平成26年度は、タンパク質毒素の各パーツの調製、発現系の構築と標的有害生物に対する毒性試験法の検討を行った。タンパク質毒素は摂食により消化液の働きで可溶化され、毒に変化して標的細胞表面にある受容体と結合する。受容体との結合能はタンパク質毒素の選択毒性を決める重要な因子の一つと考えられる。そこで、本研究室で収集したタンパク質から標的有害生物に毒性を示すものを選抜し、これらのタンパク質の欠失変異体を作製して受容体結合に必要な最小部位を検討している。
細胞損傷作用部位は、細胞膜を貫通して小孔を形成する毒素の膜貫通部位を用い、小孔形成に必要なオリゴマー化等の条件を検討した。

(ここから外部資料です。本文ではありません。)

PR #13273, opened 2023-01-03
fix: [FFM-6221]: Store env in preference store

knagurski:
This PR stores the current env in and retrieves it from the preference store. When accessing the current environment, if it is not in the URL, it will then be looked for in the preference store and then fallback to loading the 1st env from the envs list.

|Before|After|
|------|------|
|Before|After|


src/modules/75-cf/hooks/useEnvironmentSelectV2.tsx
```diff
@@ -59,10 +71,23 @@ export const useEnvironmentSelectV2 = (params: UseEnvironmentSelectV2Params) =>
...
-        setSelectedEnvironment(selectOptions[0])
-        onChange(selectOptions[0], data?.data?.content?.[0], false)
-        rewriteCurrentLocationWithActiveEnvironment(data?.data?.content?.[0].identifier)
+        const preferenceOption = selectOptions.find(({ value }) => value === preferredEnvironment)
+
+        if (preferenceOption) {
+          setSelectedEnvironment(preferenceOption)
+          onChange(
+            preferenceOption,
+            data.data.content.find(({ identifier }) => identifier === preferredEnvironment) as EnvironmentResponseDTO,
```
laura-mannus, line 82:
```suggestion
            data.data.content?.find(({ identifier }) => identifier === preferredEnvironment) as EnvironmentResponseDTO,
```
do we need to do this ^ here?

laura-mannus: Cool thanks for explaining

laura-mannus (approved):

src/modules/75-cf/hooks/useEnvironmentSelectV2.tsx
knagurski: I actually did have it with a bunch of `?`, but then took a second look, realised they weren't needed and TS didn't disagree :-)

willd0yle (approved):

PR #13293, opened 2023-01-04
fix: [FFM-6240]: Configure FF SDK metrics endpoint

knagurski:
This PR ensures that the metrics endpoint is configured by default and can be overridden.


abhinavrastogi-harness (dismissed):

Kira-Jennings (dismissed):

Kira-Jennings (approved):
👍

PR #13297, opened 2023-01-04
feat: [FFM-5932]: Updating the Getting Started flow to Full Screen

laura-mannus:
### Summary

As per PLG request, the 'Getting Started' onboarding flow has now been updated to full-screen behaviour.

#### Screenshots

https://user-images.githubusercontent.com/103498167/210602087-36c5f6ba-8853-424d-8e5f-6393e7b154ec.mov

#### PR Checklist

<details>

</details>

<details>

- Jest: `retrigger jest`
- ESLint: `retrigger eslint`
- Sonar: `retrigger sonar`
- Build: `retrigger build`
- Rebase: `trigger rebase`
</details>


src/modules/75-cf/pages/onboarding/OnboardingDetailPage.module.scss
```diff
@@ -5,15 +5,38 @@
...
+}
+
+.iconContainer {
+  display: flex;
+  justify-content: space-between;
 }
 
 .onboardingContainer {
   overflow-y: scroll;
+  overflow-x: scroll;
```
knagurski, line 21: Since you're specifying both the X and Y as the same thing, you can just use `overflow` instead. Also `scroll` will always show scrollbars, whereas `auto` will only show if they are required.
```suggestion
  overflow: auto;
```

src/modules/75-cf/pages/onboarding/OnboardingDetailPage.tsx
```diff
@@ -111,116 +112,145 @@ export const OnboardingDetailPage: React.FC = () => {
...
+    <>
       <Layout.Horizontal
-        spacing="xsmall"
-        flex
-        data-testid="getStartedProgressStepper"
-        height="10px"
-        padding={{ bottom: 'xlarge' }}
-        className={css.keepOnTop}
+        className={css.iconContainer}
+        height="0"
```
knagurski, line 118: Why `height` of `0`?

src/modules/75-cf/pages/onboarding/OnboardingDetailPage.module.scss
```diff
@@ -5,15 +5,38 @@
...
+.fullScreenContainer {
   overflow: hidden;
-  height: var(--page-min-height);
+  height: calc(var(--page-min-height) - var(--spacing-huge));
+  margin-left: 250px !important;
+}
+
+.iconContainer {
+  display: flex;
+  justify-content: space-between;
```
knagurski, line 16: Since you used a `Layout.Horizontal` it already has a `display` of `flex`. Also you can set the `justify-content` via the `flex` prop.

src/modules/75-cf/pages/onboarding/OnboardingDetailPage.tsx
```diff
@@ -111,116 +112,145 @@ export const OnboardingDetailPage: React.FC = () => {
...
-            apiKey={apiKey as ApiKey}
-            testDone={testDone}
-            setTestDone={setTestDone}
-            environmentIdentifier={selectedEnvironment.identifier}
-          />
-        )}
-      </Container>
-      <Divider />
-      <Layout.Horizontal spacing="small" padding="small">
+        <img src={featureFlagsImg} width="175px" height="50px" />
```
knagurski, line 122: An `alt` prop is required for all `img` tags. If this is purely decorative, then an empty tag is fine. If there is text in the image, it's best to use that as the alt.

src/modules/75-cf/pages/onboarding/OnboardingDetailPage.tsx
```diff
@@ -111,116 +112,145 @@ export const OnboardingDetailPage: React.FC = () => {
...
         <Button
-          text={getString('back')}
-          icon="chevron-left"
+          minimal
```
knagurski, line 124: Instead of setting `minimal` and `withoutBoxShadow`, you might get better results using the `ICON` button variation. You also probably don't need the `width` and `height`, but have a play around and see.
```suggestion
          variation={ButtonVariation.ICON}
```

src/modules/75-cf/pages/onboarding/OnboardingDetailPage.tsx
```diff
@@ -111,116 +112,145 @@ export const OnboardingDetailPage: React.FC = () => {
...
-        />
-        <FlexExpander />
       </Layout.Horizontal>
-    </Layout.Vertical>
+      <Layout.Horizontal className={css.fullScreenContainer} padding={{ left: 'huge' }}>
+        <Layout.Vertical
+          padding={{ top: 'large', right: 'huge', left: 'huge', bottom: 'none' }}
+          background={Color.WHITE}
+          className={css.mainContent}
+          flex
```
knagurski, line 139: Since this is a `Layout.Vertical` it will already be using `display: flex;`, so you can probably drop this.
```suggestion
```

src/modules/75-cf/pages/onboarding/OnboardingDetailPage.tsx
```diff
@@ -111,116 +112,145 @@ export const OnboardingDetailPage: React.FC = () => {
...
-            }
-            onNext()
-          }}
-        />
-        <FlexExpander />
       </Layout.Horizontal>
-    </Layout.Vertical>
+      <Layout.Horizontal className={css.fullScreenContainer} padding={{ left: 'huge' }}>
+        <Layout.Vertical
+          padding={{ top: 'large', right: 'huge', left: 'huge', bottom: 'none' }}
```
knagurski, line 136: You don't need to specify `bottom: 'none'` as that will be the default.
```suggestion
          padding={{ top: 'large', right: 'huge', left: 'huge' }}
```

src/modules/75-cf/pages/onboarding/OnboardingDetailPage.tsx
knagurski, line 124: Can we add an `aria-label` here to let screen readers know what this button does?

src/modules/75-cf/pages/onboarding/OnboardingDetailPage.tsx
```diff
@@ -111,116 +112,145 @@ export const OnboardingDetailPage: React.FC = () => {
...
+          background={Color.WHITE}
+          className={css.mainContent}
+          flex
+        >
+          <Layout.Horizontal
+            spacing="xsmall"
+            flex
```
knagurski, line 143: No need for this here too
```suggestion
```

src/modules/75-cf/pages/onboarding/featureFlags.svg
```diff
@@ -0,0 +1 @@
....1079-1.9668.4082-1.9668 1.5755 0 1.0188.7455 1.5585 1.734 1.5585zm.3171-.8973c-.5094 0-.8737-.2328-.8737-.6815 0-.4689.4082-.6646.9547-.7422.3205-.0438.9614-.1248 1.12-.253v.6106c0 .5769-.4655 1.0661-1.201 1.0661z"/><path d="m94.296 24.4446c1.4 0 2.4324-.641 2.4324-1.9668v-5.2662h-1.2044v.8569h-.0675c-.1855-.3744-.5735-.9243-1.4877-.9243-1.1977 0-2.1389.9378-2.1389 2.6415 0 1.6902.9412 2.5335 2.1355 2.5335.8872 0 1.3022-.4756 1.4911-.8568h.0607v.9817c0 .7624-.506 1.0761-1.201 1.0761-.7354 0-1.0593-.3474-1.2077-.6511l-1.0998.2666c.2227.7253.9682 1.3089 2.2873 1.3089zm.0101-3.0834c-.8063 0-1.2313-.6275-1.2313-1.5823 0-.9412.4183-1.6328 1.2313-1.6328.7861 0 1.2179.6511 1.2179 1.6328 0 .9885-.4386 1.5823-1.2179 1.5823z"/><path d="m102.075 18.5813c-.168-.8771-.87-1.4371-2.0844-1.4371-1.2482 0-2.0984.614-2.095 1.5721-.0034.7556.4622 1.2549 1.4574 1.4607l.884.1856c.476.1046.698.2968.698.5903 0 .3543-.384.6208-.9646.6208-.56 0-.9244-.2429-1.029-.7085l-1.1909.1147c.1519.9514.9514 1.5148 2.2232 1.5148 1.2953 0 2.2093-.6714 2.2133-1.6531-.004-.7388-.479-1.1909-1.458-1.4034l-.8835-.1889c-.5262-.1181-.7354-.3003-.732-.6005-.0034-.3509.3846-.5938.8935-.5938.564 0 .861.307.955.6478z"/></g></svg>
```
knagurski, line 1: We probably don't need this SVG. We already have the FF logo and we can always use real text instead since we also should have the font.

knagurski (commented):
Some really great and concise work here. A test or two would be nice as well.

One thing to consider is the behaviour of the close button. Since we can invoke this stuff from a bunch of places, having the close button always take you to the onboarding page will be a bit unexpected for users. Might be worth seeing if we can find out a way to move back to the page they were on when the flow is invoked.

src/modules/75-cf/pages/onboarding/OnboardingDetailPage.module.scss
laura-mannus: Nice, thank you

src/modules/75-cf/pages/onboarding/OnboardingDetailPage.module.scss
laura-mannus: Awesome, thanks :)

src/modules/75-cf/pages/onboarding/OnboardingDetailPage.tsx
laura-mannus: I set a height of 0 so that the container could fall in line with the progress stepper. So ideally go behind it?

image

is there a better way to do this?

src/modules/75-cf/pages/onboarding/OnboardingDetailPage.tsx
laura-mannus: You have told me this before sorry completely forgot, thank you :)

src/modules/75-cf/pages/onboarding/OnboardingDetailPage.tsx
laura-mannus: This works lovely ^, thank you!

laura-mannus: Of course, done

src/modules/75-cf/pages/onboarding/OnboardingDetailPage.tsx
laura-mannus: Removed, thanks

src/modules/75-cf/pages/onboarding/OnboardingDetailPage.tsx
laura-mannus: Sweet, removed :)

src/modules/75-cf/pages/onboarding/OnboardingDetailPage.tsx
laura-mannus: Removed, thanks

src/modules/75-cf/pages/onboarding/featureFlags.svg
laura-mannus: Ah cool, I will investigate thank you :)

laura-mannus: Kicking myself for not doing this initially

knagurski:
> > Some really great and concise work here. A test or two would be nice as well.
> > One thing to consider is the behaviour of the close button. Since we can invoke this stuff from a bunch of places, having the close button always take you to the onboarding page will be a bit unexpected for users. Might be worth seeing if we can find out a way to move back to the page they were on when the flow is invoked.
> 
> Hey @knagurski so I checked with Ksenia and she says the expected behaviour is: It goes to onboarding first page if nothing has been created. If the flag is created then [x] redirects to FF list page

That is super weird behaviour. If the user is on the (for instance) Targets page, clicks the open this stuff and then says _"Nah"_, they'll 100% expect to be back where they were, not randomly transported to a different part of the site. This manifests to the user as a full-screen modal, so it should act as such. I'd challenge the behaviour with Ksenia as it will be jarring to the user and not act like all other close buttons in the application act.

src/modules/75-cf/pages/onboarding/OnboardingDetailPage.tsx
```diff
@@ -111,116 +113,152 @@ export const OnboardingDetailPage: React.FC = () => {
...
+        <Layout.Horizontal
+          spacing="small"
+          style={{ justifyContent: 'flex-start', alignItems: 'center' }}
+          padding={{ top: 'xxlarge' }}
+        >
+          <Icon data-testid="cfLogo" name="cf-main" height={30} size={30} />
+          <Text font={{ variation: FontVariation.SMALL_BOLD }} color={Color.GREY_800}>
+            {getString('common.purpose.cf.continuous')}
+          </Text>
+        </Layout.Horizontal>
```
knagurski, line 132: I think you should be able to combine the layout, icon and text into a single element if you use the `icon` and `iconProps` props of the `Text` component.
```suggestion
        <Text
          font={{ variation: FontVariation.SMALL_BOLD }}
          color={Color.GREY_800}
          icon="cfLogo"
          iconProps={{ size: 30 }}
        >
          {getString('common.purpose.cf.continuous')}
        </Text>
```

src/modules/75-cf/pages/onboarding/OnboardingDetailPage.tsx
```diff
@@ -111,116 +113,152 @@ export const OnboardingDetailPage: React.FC = () => {
...
         <Button
-          text={getString('back')}
-          icon="chevron-left"
+          icon="code-close"
+          aria-label="close"
```
knagurski, line 135: The label should be treated like any other user-accessible string and come from the strings file instead of being hard coded

src/modules/75-cf/pages/onboarding/OnboardingDetailPage.tsx
```diff
@@ -111,116 +113,152 @@ export const OnboardingDetailPage: React.FC = () => {
...
+          variation={ButtonVariation.ICON}
+          data-testid="close"
+          withoutBoxShadow
           onClick={() => {
-            trackEvent(FeatureActions.GetStartedPrevious, {
-              category: Category.FEATUREFLAG
-            })
-            onPrevious()
+            history.goBack()
```
knagurski, line 140: This may be a bit too simplistic. Could be worth opening this page in a new tab and seeing what behaviour it demonstrates. Also, do we store anything in the URL during the onboarding? I'm curious if it'll work in later stages of the onboarding flow. We may need to consider storing the URL of the place this was invoked from and going there and, if not recorded, go back to the Get Started page. Might be worth having a look at whether the version of React Router we use allows figuring out the previous page.

laura-mannus: Hi, although I agree it is simplistic it works completely so I don't see what is wrong with it? I have tested it for each stage of the onboarding flow, each empty state etc and it works as expected.

src/modules/75-cf/pages/onboarding/OnboardingDetailPage.tsx
laura-mannus: Cool, thank you - done

src/modules/75-cf/pages/onboarding/OnboardingDetailPage.tsx
laura-mannus: The reason for the `Icon` element is that it is custom. If we try to put it in the `Text` element as an icon it doesn't satisfy the IconName:

> Type '"cfLogo"' is not assignable to type 'IconName | undefined'.

laura-mannus: Haha good spot, resolved

src/modules/75-cf/pages/onboarding/OnboardingDetailPage.tsx
laura-mannus: If this works as expected, but a more in-depth way is needed, can we approve this PR and raise a separate ticket for this?

src/modules/75-cf/pages/onboarding/OnboardingDetailPage.module.scss
```diff
@@ -5,15 +5,32 @@
...
+  margin-left: var(--spacing-large) !important;
+  max-width: 250px !important;
+}
+
+.mainContent {
+  height: calc(var(--page-min-height) - var(--spacing-huge));
+  margin-left: var(--spacing-huge) !important;
 }
 
 .keep-on-top {
```
crystal-fong, line 29: this can be removed now

src/modules/75-cf/pages/onboarding/OnboardingDetailPage.tsx
```diff
@@ -111,116 +112,156 @@ export const OnboardingDetailPage: React.FC = () => {
...
-            setTestDone={setTestDone}
-            environmentIdentifier={selectedEnvironment.identifier}
-          />
-        )}
-      </Container>
-      <Divider />
-      <Layout.Horizontal spacing="small" padding="small">
+        <Layout.Horizontal
+          spacing="small"
+          style={{ justifyContent: 'flex-start', alignItems: 'center' }}
```
crystal-fong, line 124: since there's a css page that already exists, can you shift this into there?

knagurski: Actually, might as well use the `flex` prop

src/modules/75-cf/pages/onboarding/OnboardingDetailPage.tsx
```diff
@@ -111,116 +112,156 @@ export const OnboardingDetailPage: React.FC = () => {
...
+                flagInfo={selectedFlag as Feature}
+                language={language as PlatformEntry}
+                apiKey={apiKey as ApiKey}
+                testDone={testDone}
+                setTestDone={setTestDone}
+                environmentIdentifier={selectedEnvironment.identifier}
+              />
+            )}
+          </Container>
+          <Divider style={{ width: '100%' }} />
```
crystal-fong, line 221: here again - remove the inline styling

src/modules/75-cf/pages/onboarding/OnboardingDetailPage.tsx
Kira-Jennings: You might be able to utilise the history state which you can set when rerouting via `history.push()`
e.g. set something like `wasLogin: true` and then before doing `history.goBack()` check for this state and if true/present then tell it to go to a specific page, otherwise go back
image

src/modules/75-cf/pages/onboarding/OnboardingDetailPage.tsx
Kira-Jennings: +1 for flex prop

src/modules/75-cf/pages/onboarding/OnboardingDetailPage.tsx
knagurski: Might do the trick. When we navigate here when using the button, we store something and query it. We'll probably lose that when someone hits the refresh button, but it gets us 99% there! Good call @Kira-Jennings

laura-mannus: Thank you so much @Kira-Jennings this is a great call, will have a wee look now :)

src/modules/75-cf/pages/onboarding/OnboardingDetailPage.module.scss
laura-mannus: Nice spot thank you, meant to remove this!

src/modules/75-cf/pages/onboarding/OnboardingDetailPage.tsx
laura-mannus: Nice, thanks folks, why didn't I do this before?!

src/modules/75-cf/pages/onboarding/OnboardingDetailPage.tsx
laura-mannus: I have changed it here, but I didn't give it its own class in the css was because it is one attribute only used once.

src/modules/75-cf/components/GetStartedWithFF/GetStartedWithFF.tsx
```diff
@@ -34,6 +40,7 @@ export const GetStartedWithFF: React.FC<GetStartedWithFFProps> = ({ hidden }) =>
           size={ButtonSize.LARGE}
           text={getString('cf.featureFlags.getStartedWithFF')}
           onClick={() => {
+            setOnboardingBackLocation(true)
```
knagurski, line 43: Instead of storing a boolean, store the actual location to go back to. Since the preference store uses `localStorage`, that'll persist between sessions, meaning you can still get into a loop when they get logged out and try to access the onboarding flow by URL.

src/modules/75-cf/pages/onboarding/__test__/OnboardingDetailPage.test.tsx
```diff
@@ -30,6 +33,8 @@ const renderComponent = (): RenderResult => {
   )
 }
 
+jest.mock('framework/PreferenceStore/PreferenceStoreContext')
```
knagurski, line 36: Instead of mocking this and then mocking the implementation of the hook in each test, try just using a single mock or spy.

```suggestion
jest.mock('framework/PreferenceStore/PreferenceStoreContext', () => {
  usePreferenceStore: jest.fn().mockReturnValue({
    setPreference: jest.fn(),
    preference: true,
    clearPreference: jest.fn()
  })
})
```

or using a spy
```suggestion
import * as preferenceStoreContext from 'framework/PreferenceStore/PreferenceStoreContext'

// ...

jest.spyOn(preferenceStoreContext, 'usePreferenceStore').mockReturnValue({
  setPreference: jest.fn(),
  preference: true,
  clearPreference: jest.fn()
})

```

src/modules/75-cf/pages/onboarding/__test__/OnboardingDetailPage.test.tsx
```diff
@@ -43,8 +48,20 @@ describe('OnboardingDetailPage', () => {
   })
 
   test('OnboardingDetailPage empty state should be rendered properly', () => {
+    ;(usePreferenceStore as jest.Mock).mockImplementation(() => {
+      return {
+        setPreference: jest.fn(),
+        preference: true,
+        clearPreference: jest.fn
```
knagurski, line 55: Better not to mock in each test if it's always the same, but just a wee thing... when using `jest.fn`, you need to call it, not just reference it.
```suggestion
        clearPreference: jest.fn()
```

src/modules/75-cf/pages/onboarding/OnboardingDetailPage.tsx
```diff
@@ -111,116 +118,166 @@ export const OnboardingDetailPage: React.FC = () => {
...
-            if (selectedStep === STEP.SELECT_ENV_SDK) {
-              trackEvent(FeatureActions.SetUpYourApplicationVerify, {
-                category: Category.FEATUREFLAG
-              })
-            } else if (selectedStep === STEP.VALIDATE_FLAG) {
-              trackEvent(FeatureActions.TestYourFlagBack, {
-                category: Category.FEATUREFLAG
-              })
+            if (onboardingBackLocation) {
+              history.goBack()
```
knagurski, line 151: If we store the actual location we can then use `history.push` instead.

knagurski, line 151: Can we call `clearPreference` here to kill it off after we've used it?

src/modules/75-cf/pages/onboarding/__test__/OnboardingDetailPage.test.tsx
```diff
@@ -244,4 +269,33 @@ describe('OnboardingDetailPage', () => {
...
+      <TestWrapper
+        path="/account/:accountId/cf/orgs/:orgIdentifier/projects/:projectIdentifier/onboarding/detail"
+        pathParams={{ accountId: 'dummy', orgIdentifier: 'dummy', projectIdentifier: 'dummy' }}
+      >
+        <Router history={mockHistory}>
+          <OnboardingDetailPage />
+        </Router>
+      </TestWrapper>
+    )
+    userEvent.click(screen.getByTestId('close'))
```
knagurski, line 294: You should be able to ditch the memory history stuff if you switch to using an actual URL. In that case you can have a test for when you have a URL and when you don't and assert it goes to the URL when you do and goes to your safe place if you don't.

src/modules/75-cf/pages/onboarding/OnboardingDetailPage.module.scss
```diff
@@ -5,15 +5,32 @@
...
+}
+
+.mainContent {
+  height: calc(var(--page-min-height) - var(--spacing-huge));
+  margin-left: var(--spacing-huge) !important;
+}
+
+.buttonContainer {
+  display: flex;
+  align-items: flex-start;
```
Kira-Jennings, line 31: These can be put on the Layout element using this class instead

src/modules/75-cf/pages/onboarding/__test__/OnboardingDetailPage.test.tsx
```diff
@@ -55,6 +72,14 @@ describe('OnboardingDetailPage', () => {
   })
 
   test('Should be able to create a flag', async () => {
+    ;(usePreferenceStore as jest.Mock).mockImplementation(() => {
```
Kira-Jennings, line 75: is this colon a typo?

Kira-Jennings (dismissed):
Great work

src/modules/75-cf/pages/onboarding/OnboardingDetailPage.module.scss
laura-mannus: Thanks, have fixed

src/modules/75-cf/pages/onboarding/OnboardingDetailPage.tsx
laura-mannus: Thanks, have changed

laura-mannus: absolutely, thank you

src/modules/75-cf/pages/onboarding/__test__/OnboardingDetailPage.test.tsx
laura-mannus: Thanks, I have used the spy :) I was copying how we did it in other modules but this is far better

src/modules/75-cf/pages/onboarding/__test__/OnboardingDetailPage.test.tsx
laura-mannus: Thanks

src/modules/75-cf/pages/onboarding/__test__/OnboardingDetailPage.test.tsx
laura-mannus: This has been removed but it is standard :)

src/modules/75-cf/pages/onboarding/OnboardingDetailPage.tsx
```diff
@@ -47,12 +49,22 @@ export const OnboardingDetailPage: React.FC = () => {
   const [language, setLanguage] = useState<PlatformEntry>()
   const [apiKey, setApiKey] = useState<ApiKey>()
   const [selectedEnvironment, setSelectedEnvironment] = useState<EnvironmentResponseDTO | undefined>()
+  const [verified, setVerified] = useState(false)
   const [testDone, setTestDone] = useState(false)
+<<<<<<< HEAD
   const [verified, setVerified] = useState(false)
+=======
+
+>>>>>>> ef81b8e1a41a (feat: [FFM-5932]: Adding in new code from previous PR)
```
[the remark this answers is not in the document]
laura-mannus: This was on purpose as I was trying to fix something should be gone ow though :)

発現ベクターは、pPcyt1Aを改良した。これはBtの胞子形成期に高い転写活性を示すプロモーター配列およびSD配列-クローニング部位-転写終結領域を持つBt細胞用発現ベクターで、本研究室で作製した。このベクターのクローニング部位上流に開始コドンとCter-タグを、下流にGST-タグを組み込んだベクターを構築した。水溶性タンパク質遺伝子を連結しBt細胞に導入すると胞子形成期に融合遺伝子が強く発現し、細胞内に融合タンパク質の結晶が形成されることを確認した。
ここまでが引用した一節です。